Down's Syndrome Association
- Abbreviation: DSA
- Formation: 1970
- Legal status: registered charity (registered in England No. 1061474) and company (no. 3310024)
- Headquarters: London
- Location: Teddington;
- Region served: United Kingdom
- Chief Executive: Carol Boys
- Main organ: DSA Journal (twice a year)
- Budget: £2.2 million
- Website: www.downs-syndrome.org.uk

= Down's Syndrome Association =

British charity

The Down's Syndrome Association (DSA) is a British charity which describes itself as being the only organisation in the United Kingdom that focuses solely on all aspects of living successfully with Down's syndrome.

The Association states its mission as being: to provide information and support for people with Down's syndrome, their families and carers, and the professionals who work with them; to strive to improve knowledge of the condition; and to champion the rights of people with Down's syndrome.

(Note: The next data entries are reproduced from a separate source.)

Issue #362, opened 2025-01-24
player goes lightspeed when bunny hop is deactivated


limflag:
hi!
was making some tests on the framework and discovered by accident a bug where the player if sprint then jump, with the bunnyHop disabled, the speed after landing just goes insanely high
checked some codes from the player controller and found that may be that

![Image](https://github.com/user-attachments/assets/309c534e-5b92-475f-b2ff-4b95b7683324)

Cogito 1.0.2 and Godot 4.3 running on a Ubuntu 24.04

**Description:**
Looks like the SPRINTING_SPEED variable increment itself to a point where the player become faster than it should be

**Reproduction steps:**
Disable the player bunnyHop
Tries to sprint and jump

**Expected behavior:**
Player will be in a super high speed mode, like my SPRINTING_SPEED var got to 24, was set to 6 before

**Screenshots:**
uploaded before in first paragraph

https://github.com/user-attachments/assets/dac213e5-0578-452c-b6d1-aa9d95f3550f

limflag:
kinda fixed it when i removed the increment on the elif clause
```
   elif:
       SPRINTING_SPEED = SPRINTING_SPEED
```
probably just removing the clause should work too

Vroodot:
Added this as a small PR for the main build since its only a bug-fix 👍

I'm helping work on an updated Player Controller, so if you note any other issues please feel free to let me know

Vroodot:
@Phazorknight 

Since you accepted the PR, feel free to close this issue whenever

PR #368, opened 2025-02-12
Bug fix for current build: Update cogito_player.gd

Vroodot:
Commented out the cause of the bug from issue #362
Small two-line adjustment

Since we aren't adjusting the `SPRINTING_SPEED` at any point, there's no need to add it back to itself.

If adding a Jump Acceleration is the desired behavior, I detailed how we could achieve that in the comments using a similar method as `bunny_hop_speed`


Phazorknight (approved):
Seems all good from my end!
Thanks!

PR #398, opened 2025-04-22
Added loot generation functionality

vianuer:
New component: Loot Component. Place it under any node that has a valid health component and configure the options.

This component handles the loot generation upon entity death within a CogitoContainer. A new PackedScene called loot_bag.tscn can be used an example. 

Simply add it under any node that has a health component and configure it in the editor. Loot table examples can be located to create your own loot tables for specific loot generation.

v1 currently supports multiple items in loot table, rolls random items based on weight, drops it in the loot_bag after generation and handles the loot bag despawn in three different ways. 

There are some modifications to core that is required for advanced functionality for unique items. Also the laboratory scene has a corner dedicated to testing loot components functionality with three barrels. Component also supports quest item drops with quest id comparison during drop generation. 

A more detailed manual on functionality should be available later. 

Known issues: Timed despawn functionality listens to toggle_inventory signal which pauses and continues a destruction timer. If the inventory interface is closed with escape key, signal is not triggered and timer does not continue.


Phazorknight:
Cool, I'm quite busy this week, but hope to be able to review this on the weekend.

Phazorknight:
This seems to work pretty well!

Noticed an issue where if I had the inventory open while the self-refilling container refilled, it's inventory would pop up in the inventory screen. Probably need to disconnect some signal to avoid this.

vianuer:
Yeah I've noticed that too. Hoping to come with a fix for that soon. 

Also maybe unrelated but noticed a save reload bug with the new NPC class. If you save in laboratory map with npc alive and try to reload a null reference comes up. Killing the npc and saving doesn't create the issue. I can create an issue in detail if requested.

Phazorknight:
> Also maybe unrelated but noticed a save reload bug with the new NPC class. If you save in laboratory map with npc alive and try to reload a null reference comes up. Killing the npc and saving doesn't create the issue. I can create an issue in detail if requested.

If you could create an Issue report, that'd be great. I haven't done a lot of testing with the CogitoNPC yet.

vianuer:
I'll create an issue when I've done some more testing on it.

I've been doing some testing with save and reload to confirm loot container functionality. What would you recommend for creating persistent timers? Since lootable containers which respawn can be spread out through other scenes, their respawn timer currently starts over when they are loaded into the scene again. A way to save and reload these would be great.

Phazorknight:
> I've been doing some testing with save and reload to confirm loot container functionality. What would you recommend for creating persistent timers? Since lootable containers which respawn can be spread out through other scenes, their respawn timer currently starts over when they are loaded into the scene again. A way to save and reload these would be great.

Any CogitoObject gets saved with it's own properties saved as a dictionary. If you add the time remaining as a property that gets saved to their class this should be easy to save.
So in the `save()` function add something like:
`"spawn_time_remaining" : spawn_time_remaining,`

then make sure in their `set_state()` function that property is loaded, something like:
```
if spawn_time_remaining > 0:
  timer.wait_time = spawn_time_remaining
```

This is mostly pseudocode, I haven't compared this to your actual scripts.

vianuer:
Phew that took a while to iron out. Saving and loading should work as intended and with the added bonus that you can make sure that timer can or can not count down while unloaded. 

Hopefully with time this can be implemented. I will see if I can actually make the spawned items stack during generation. Beyond that if you can think of anything else that can be useful, I'd be glad to hear it.

Phazorknight:
Thanks! Should be able to review this before Monday.

Phazorknight:
@vianuer  This seems great, fantastic work!

Only have two notes:

> Noticed an issue where if I had the inventory open while the self-refilling container refilled, it's inventory would pop up in the inventory screen. Probably need to disconnect some signal to avoid this.

This issue still seems to be there, occurs with the fridge that respawns its contents.

**Despawning Logic**: Love these options. For the _empty_ option, would it be possible to implement a flag for the container to only despawn on closing the inventory screen?
Mainly as if I play through this, I press "interact" to open the container, but once it's empty and it despawns, I can no longer press "interact" to close it (have to use "Tab" instead). So I'd love an option to keep the container around so the same button closes it.
Hope that makes sense!

vianuer:
Hey I am glad you liked it! I enjoyed working on this. The issue happens when you close out of the container with Tab or Esc keys, normally closing should be ok. I'd have to check signals more and maybe do a few more modifications to core to fix that issue. 

Oh yeah I understand what you are referring to, I remember noticing how jarring it was when container suddenly disappears but I argued in my head that most people would probably use the timed despawn option but I will make sure that functionality is included.

vianuer:
It is ready for another review, I've implemented the functionality you've requested and without doing any pesky core edits.

vianuer:
Oh I forgot to delete the loot_barrel, it is not used anymore. Now the debug prints all pipe into debug_log and debugging functionality is enabled in cogitosettings. Added some more lines to manual. 

You may review it again whenever you like :)

Phazorknight:
Nice, getting there!

Ran into two issues in this commit:

`@export var debug_prints: bool = CogitoGlobals.cogito_settings.loot_drop_container_debug`

these (and the similar lines) gave me errors. Since you're referencing the settings resource, changing them to @onready would probably make more sense.

Secondly, I ran into an error when switching back into a sceen with spawned loot containers.
Repro steps:
- Run currents scene Laboratory
- Shoot the targets to get the loot containers to spawn
- Leave level through the door to enter the lobby.
- Turn around and return to the Laboratory
- Game errors here on the CogitoSceneManager, line 316 - this is where saved nodes get instantiated from their packed scene path.

image

vianuer:
Oh yeah keeping debug_prints as export wouldn't make much sense anyway, thanks for reminding me. Should be addressed with 02a552d. 

Error is because I've apparently forgot to merge the changes you've made in #402 and it was early NPC save and load behavior that was causing the problem. Should be fixed now. I've tried it again after syncing the changes with a8f3916 and no crashes happened.

Phazorknight (approved):
Amazing work.
Would love to see grid inventory implemented in the future, but I'd consider this good enough for now.

Also had a question:
Would part of this be usable to do random drops of pickup-items (not in a container, but directly spawning them?)

So for example, if shooting the targets, could they randomly drop a potion, gold, etc based on a loot table?

vianuer:
I am glad I could contribute. I was actually trying to implement something like that, while researching I came across the #403. I was trying to achieve a loot explosion like when you slice enemies in doom with chainsaw and they pop 10 maybe 20 ammo and health drops but picking up the darts I was spawning was causing freezes. I will implement that loot drop version too but probably without the loot explosion part. Instead of spawning a container and fill it up, that setting would spawn a pickup version of the item or maybe a custom class like you've described in #403.

As for grid inventory, loot container can be expanded to any size during creation, it would need to account for the total inventory size. I haven't checked how the grid inventory is set up in core. I'll look around and see if I can tackle that but can't really make any promises for grid inventory since it looks like magic to me at this stage haha.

The Association was founded in 1970 by Rex Brinkworth as a local group and now has 20,000 members and about 126 local groups. Its headquarters is at the Langdon Down Centre, formerly Normansfield Hospital, built as a private hospital by John Langdon Down, the "Father of Down's Syndrome".

The Langdon Down Centre includes the Langdon Down Museum of Learning Disability about the history of treating people with learning disabilities, and the Normansfield Theatre.

Former footballer Kevin Kilbane, whose elder daughter has Down's syndrome, is a patron of the charity.